Elsewhere Artist Collective hosts New York troupe's experimental theatre

Published: Tuesday, September 5, 2006

Updated: Monday, January 18, 2010 09:01

After having to wait outside in downtown Greensboro for visiting troupe, HWY Rachel's, moving performance piece to start, a very animated woman leapt from inside the door to Elsewhere Artist Collective, clad in a yellow vintage dress and holding a fake bottle of gin in her hand. "Come on in, I'm not even kidding, come on in! We've got the seal of approval!" this character shouted. She personally ushered in and addressed each person in the audience- a group of 15 to 20 people- telling participants how ravishing and beautiful they all were.

Everyone was encouraged to come and meet this lady's "husband," another woman dressed in a white vintage dress, complete with two pairs of glasses covering her eyes and goggles over her hat, clutching a stuffed animal.

"Damnit, you're all here," 'he' turned to his wife, "Now tell them why they came on a very important day." Apparently, participants were going to be looking for the odd couple's missing daughter. Then the journey began.

The first stop came to two of the performers in strange, puffy pajama outfits pretending to kiss underneath a little cubby hideout with clanking sounds and strange underwater-like lighting. "Look at these things!

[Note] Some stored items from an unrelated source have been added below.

PR #276, opened 2023-03-21
Replace refs to submissiondate with Id10012 (Interview date)

### LINKED ISSUE #263: Change date used to report VAs
When I view VAs as any type of user I expect to see VAs dated via the date of interview field (`Id10012`).

**What is the actual state?**
When I view VAs as any type of user I see VAs dated via the `submissiondate` field

**Relevant context**
endusers report that `submissiondate` is unreliable as it is
1. generated automatically via VA collection software and sometimes that process fails
2. can be inaccurate due to batch submission of multiple VAs at the same time that were conducted on days other than `submissiondate` 

and that date of interview `Id10012` is required to be filled out before submission and reflects the actual date of the VA being filled out. Due to 1, we also observe 'dk' as the `submissiondate` sometimes and this issue would fix that.

ajbarnes:
This PR replaces all functional references to `va.submissiondate` with `va.Id10012` (the interview date instead) for reasons mentioned in #263.

- Updates homepage charts & dashboard to use Id10012 and changes language from "submitted" to "interviewed" and similar tweaks
- Updates data update boxes on home & dashboard to use `last_interview` instead of `last_submission`
- Updates supervision page to calculate interviews based off interview date instead of submission date
- Updates other modules like data management, VA partial table, cleanup, etc to use the correct field
- Updates management commands that create fake dates for testing/demo to set Interview date instead of submission
- Fixes 2 small bugs found while implementing, 1 preventing correct sorting on the VA table partial, the other preventing local runs of `run_coding_algorithms`

Closes #263

### DIFF
--- a/va_explorer/static/js/dashboard.js
+++ b/va_explorer/static/js/dashboard.js
@@ -207,7 +207,6 @@ const dashboard = new Vue({
             this.demographics.forEach(d => {
                 delete d.order;
             });
-            console.log(this.demographics)
 
             // display warning message if small sample size (allow user to stop these dialogs)
             if (!this.suppressWarning &&
--- a/va_explorer/static/js/dashboard.js
+++ b/va_explorer/static/js/dashboard.js
@@ -24,7 +24,7 @@ const dashboard = new Vue({
             uncoded_vas: 0,
             update_stats: {
                 last_update: 0,
-                last_submission: 0,
+                last_interview: 0,
             },
 
             // chart sizes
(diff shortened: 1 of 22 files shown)


va_explorer/static/js/dashboard.js
```diff
@@ -201,6 +201,7 @@ const dashboard = new Vue({
             this.demographics.forEach(d => {
                 delete d.order;
             });
+            console.log(this.demographics)
```
ajbarnes, line 204: need to remove

kji-mitre (approved):
Looks good to me!

PR #277, opened 2023-03-25
Fix various small bugs in prep for PoP end

ajbarnes:
- **Fixes `run_coding_algorithms` bug where command was reporting the length of the string keys instead of the length of the array values**
- Restricts use of Run Coding Algorithms button to production environments only since it only works in a docker-compose deployment context. Use `./manage.py run_coding_algorithms` instead for local coding.
- Refactors app to use fontawesome, trading very size-efficient fontello for simpler to understand/use fontawesome
  - Uses fontawesome to fix broken/missing icons in various places throughout the app
- Fixes _generic_table partial to use 0 as default instead of "Unknown" if value is number because 0 was triggering "Unknown" 
- Fixes VA validator to use missing `ageInYears2` as cause for warning instead of `ageInYears`
- **Patches import to support the custom field SubmitterName and use it to replace Id10010 if missing**


kji-mitre (approved):
Looks good to me!

PR #282, opened 2023-05-03
Support initial KoboToolbox integration

ajbarnes:
- [x] Implements import_from_kobo management command
- [x] Adds some basic tests for the feature
- [x] Updates docs with new integration info

- Adds KOBO_HOST, KOBO_API_TOKEN, & KOBO_ASSET_ID env variables for integration configuration
- Adds import_from_kobo capable of importing kobo VA data into VA Explorer, connecting it up with existing processes/validations implemented for ODK integration.
- Adds get_kobo_api_token as optional util method for obtaining a kobo api token given kobo username and password

Leaves, as a future exercise, implementing an endpoint to support Kobo's REST services feature, which is different from this feature in that the REST services feature requires VA Explorer to receive an automatic incoming push of data (whenever someone fills out a single Verbal Autopsy) from Kobo instead of a pull of all Verbal Autopsies like we do here.


va_explorer/va_data_management/utils/kobo.py
```diff
@@ -0,0 +1,53 @@
+import os
+
+import pandas as pd
+import requests
+from requests.auth import HTTPBasicAuth
+
+KOBO_HOST = os.environ.get("KOBO_HOST", "http://127.0.0.1:5003")
+# Don't verify localhost (self-signed cert)
+SSL_VERIFY = os.environ.get(
+    "KOBO_SSL_VERIFY", not KOBO_HOST.startswith("http://localhost")
```
mboyas-mitre, line 10: IF KOBO_SSL_VERIFY is set in .env, it appears to read in here as a string type "True" or "False" instead of Boolean, which then causes everything to fail.  NOT having it set in .env works just fine.

Proposal for consideration:  at line 12, add: SSL_VERIFY = bool(SSL_VERIFY)

NOTE: I *think* this issue may also appear in odk.py

ghost (changes requested):
Aside from the one bug if ssl verify is set, seems to work well. Was able to import from the test kobo server, run algorithms, and things appear in VAE just fine.

ghost (approved):

PR #284, opened 2023-06-02
Introduce logic for removal to the import process

ajbarnes:
Motivated by the need to support edits that take place on kobo and updating the relevant records in VAE on subsequent pulls, the shared `loading.py` has been augmented to handle removal logic.

It mainly accomplishes this by now *requiring* an `instancename` value be associated with every VA along with the `instanceid` that has always been required. This is necessary because when a record is edited in kobo, its uuid will change. Because of this VAE would have imported it as a new VA and left the old instance in place. `instancename` as something that remains the same between edits was chosen because it is present in both ODK and Kobo so shouldn't break compatability.

Additionally, removal will now be supported for kobo specifically because its records have the `_validation_status` column. This PR introduces logic to now check for that and remove VAs that are marked invalid.

### Overall:
- logic to remove invalid VAs via kobo-specific `_validation_status` field implemented
- logic to remove 'outdated' VAs implemented using `instancename` field implemented
- tests and other import integrations updated to handle the newly tracked `instancename` field


mboyas-mitre (approved):
Looks good to me - the previously noted issues tested just fine.

PR #285, opened 2023-07-28
Support Kobo Pagination & make instancename workaround more robust

ajbarnes:
This PR
- Adds logic to `import_from_kobo.py` to support paginated downloads. Necessary if data in kobo is larger than max page size of 30k
- Adds logic to `kobo.py` to support an external docker network. Necessary if VA Explorer and the service one wished to integrate with (Kobo in this case) are both run docker-compose and both on the same server host.
  - Adds documentation explaining how to configure new network settings
- Adds logic to `loading.py` to handle VAs that may be missing `instancename` by implementing a workaround that requires `Id10017` (first name of deceased), `Id10018` (last name of deceased), and `Id10012` (date of interview), to construct one manually as a workaround. VAs missing still missing these minimal fields are considered invalid for the purposes of import.
  - Updates test data to handle these new field expectations

### DIFF
--- a/docs/usage/integrations.md
+++ b/docs/usage/integrations.md
@@ -12,6 +12,56 @@ integrations as well as details on how to enable them in VA Explorer if needed.
   - pyCrossVA
   - InterVA5
 
+## Networking
+
+When integrating services with VA Explorer, operators should be aware of additional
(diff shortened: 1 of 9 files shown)


mboyas-mitre (approved):
Tested with test instance, confirmed working

PR #286, opened 2023-10-05
Remove pilot legacy event logging

ajbarnes:
Since event_logger is causing issues with new installations and we don't have the bandwidth to make logging more robust at the moment, opt to remove legacy event_logging that was originally implemented for pilot purposes.

This PR:
- removes event_logger
- removes ingest_logger
- removes calls to either of the above
- removes va_logs django sub application
- removes va_explorer_logs at the root level and things that target it like docker volumes


mboyas-mitre (approved):

mboyas-mitre (changes requested):
Need to also remove the line `python /app/manage.py initialize_log_directory` in `./compose/django/start` to allow deploying via Docker.

mboyas-mitre (approved):

PR #292, opened 2025-06-04
update copyright year 2023 -> 2025

ghost:


ajbarnes (approved):
Consider shifting supported versions to 3.11, 3.12, and 3.13.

Do you think this is famous?" the wife asked the audience, coming across as quite random. Eerie-sad oldies music played from a boom box. From here the couple led the audience through various exhibitions that were described as "episodic" by performer Annie Levy.

Audience members witnessed a mock puppet show, a librarian-like woman reading blurbs from an animal book and a Greensboro Massacre flier, a snooty-girl mock phone conversation in a great northern accent, and a wedding from behind a picture frame. Once participants "found" the missing child, she began talking to us in philosophically dreamy poetic lines, "If I could choose between the present and the future, I'd choose the past."

The seven ladies in the HWY Rachel group came down from New York to do a residency in Greensboro's Elsewhere Artist Collective on Elm St. from Aug. 11 until the date of the performance, Aug. 25. A newly formed troupe, the group had never done a piece together, and didn't do any planning for the performance until they arrived in Greensboro. The group is non-hierarchal so the piece was an experiment in collaboration: in directing, writing, acting, and working together with seven women all on the same level in production.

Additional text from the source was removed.